● **WHAT THE TASK ASKS**
Lines that include the string "lower" are the ones to copy from the entries below.

● **AVAILABLE DATA**
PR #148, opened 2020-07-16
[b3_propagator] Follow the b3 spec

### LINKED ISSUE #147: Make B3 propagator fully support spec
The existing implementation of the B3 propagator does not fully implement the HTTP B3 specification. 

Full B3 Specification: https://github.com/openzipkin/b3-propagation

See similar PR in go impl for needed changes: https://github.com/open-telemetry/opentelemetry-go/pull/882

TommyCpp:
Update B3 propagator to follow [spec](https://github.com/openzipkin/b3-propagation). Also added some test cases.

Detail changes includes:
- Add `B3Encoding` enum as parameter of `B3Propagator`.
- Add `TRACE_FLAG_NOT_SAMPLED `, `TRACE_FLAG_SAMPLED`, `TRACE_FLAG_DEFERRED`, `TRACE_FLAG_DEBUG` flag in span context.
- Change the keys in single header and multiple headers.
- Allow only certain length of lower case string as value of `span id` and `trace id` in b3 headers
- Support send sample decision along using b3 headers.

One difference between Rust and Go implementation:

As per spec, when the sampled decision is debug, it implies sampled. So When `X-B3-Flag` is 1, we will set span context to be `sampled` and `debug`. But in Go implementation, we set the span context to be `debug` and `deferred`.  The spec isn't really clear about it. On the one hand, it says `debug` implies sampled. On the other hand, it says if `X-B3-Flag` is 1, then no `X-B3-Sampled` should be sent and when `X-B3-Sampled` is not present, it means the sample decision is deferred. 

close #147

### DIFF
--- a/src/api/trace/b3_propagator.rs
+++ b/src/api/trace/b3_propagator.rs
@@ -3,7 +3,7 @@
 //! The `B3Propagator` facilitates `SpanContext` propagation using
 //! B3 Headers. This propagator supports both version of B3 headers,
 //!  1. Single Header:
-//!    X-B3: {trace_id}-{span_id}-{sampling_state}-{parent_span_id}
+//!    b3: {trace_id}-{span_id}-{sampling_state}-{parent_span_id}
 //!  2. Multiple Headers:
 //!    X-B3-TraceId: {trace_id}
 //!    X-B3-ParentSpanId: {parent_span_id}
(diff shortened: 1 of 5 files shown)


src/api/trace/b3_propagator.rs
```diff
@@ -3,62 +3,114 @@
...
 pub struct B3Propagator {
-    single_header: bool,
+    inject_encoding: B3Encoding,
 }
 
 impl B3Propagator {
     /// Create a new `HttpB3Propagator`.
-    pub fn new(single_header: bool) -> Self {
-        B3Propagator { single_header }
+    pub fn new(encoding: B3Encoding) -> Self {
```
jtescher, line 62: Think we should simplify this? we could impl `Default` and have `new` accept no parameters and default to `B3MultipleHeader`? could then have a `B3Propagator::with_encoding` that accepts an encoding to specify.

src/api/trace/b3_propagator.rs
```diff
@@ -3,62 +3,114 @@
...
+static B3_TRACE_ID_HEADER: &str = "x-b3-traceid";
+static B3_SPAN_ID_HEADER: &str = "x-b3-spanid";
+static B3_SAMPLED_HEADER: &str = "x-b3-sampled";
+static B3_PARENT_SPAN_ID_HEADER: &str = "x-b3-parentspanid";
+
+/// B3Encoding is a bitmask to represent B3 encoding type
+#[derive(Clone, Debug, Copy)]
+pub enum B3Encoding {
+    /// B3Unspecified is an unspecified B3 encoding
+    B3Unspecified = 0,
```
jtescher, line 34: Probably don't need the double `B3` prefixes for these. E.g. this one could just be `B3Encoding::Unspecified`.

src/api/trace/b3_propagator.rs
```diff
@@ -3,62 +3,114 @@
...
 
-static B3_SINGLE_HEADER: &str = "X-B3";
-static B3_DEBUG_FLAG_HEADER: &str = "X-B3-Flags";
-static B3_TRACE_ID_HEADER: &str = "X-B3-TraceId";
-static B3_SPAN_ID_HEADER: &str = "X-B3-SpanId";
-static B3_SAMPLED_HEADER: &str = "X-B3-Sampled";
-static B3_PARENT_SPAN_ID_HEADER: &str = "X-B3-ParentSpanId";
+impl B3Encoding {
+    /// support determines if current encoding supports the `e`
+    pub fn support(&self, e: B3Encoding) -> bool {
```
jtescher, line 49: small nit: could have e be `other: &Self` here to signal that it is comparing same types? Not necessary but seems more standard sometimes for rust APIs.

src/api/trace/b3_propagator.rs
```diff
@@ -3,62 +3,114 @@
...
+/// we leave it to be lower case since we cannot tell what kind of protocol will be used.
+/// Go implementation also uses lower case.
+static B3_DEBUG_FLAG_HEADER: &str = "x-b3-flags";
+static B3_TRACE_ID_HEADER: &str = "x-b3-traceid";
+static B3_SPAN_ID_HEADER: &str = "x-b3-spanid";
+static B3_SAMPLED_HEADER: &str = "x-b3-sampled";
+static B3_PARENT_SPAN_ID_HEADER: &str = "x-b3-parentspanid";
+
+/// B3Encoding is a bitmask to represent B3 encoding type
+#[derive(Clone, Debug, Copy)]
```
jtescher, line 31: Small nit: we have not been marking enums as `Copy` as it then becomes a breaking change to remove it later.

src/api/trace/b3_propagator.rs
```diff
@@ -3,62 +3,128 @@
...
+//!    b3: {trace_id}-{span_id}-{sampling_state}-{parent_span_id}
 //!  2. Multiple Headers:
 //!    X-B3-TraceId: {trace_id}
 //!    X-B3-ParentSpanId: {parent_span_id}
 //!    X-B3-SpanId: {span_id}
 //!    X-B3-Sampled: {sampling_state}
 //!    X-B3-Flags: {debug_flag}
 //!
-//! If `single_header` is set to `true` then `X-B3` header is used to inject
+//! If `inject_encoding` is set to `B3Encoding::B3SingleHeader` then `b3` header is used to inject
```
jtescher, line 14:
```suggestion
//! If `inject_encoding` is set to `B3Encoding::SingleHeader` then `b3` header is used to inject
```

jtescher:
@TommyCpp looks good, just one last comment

● **EXERCISE RESPONSE**
- Allow only certain length of lower case string as value of `span id` and `trace id` in b3 headers
+/// we leave it to be lower case since we cannot tell what kind of protocol will be used.
+/// Go implementation also uses lower case.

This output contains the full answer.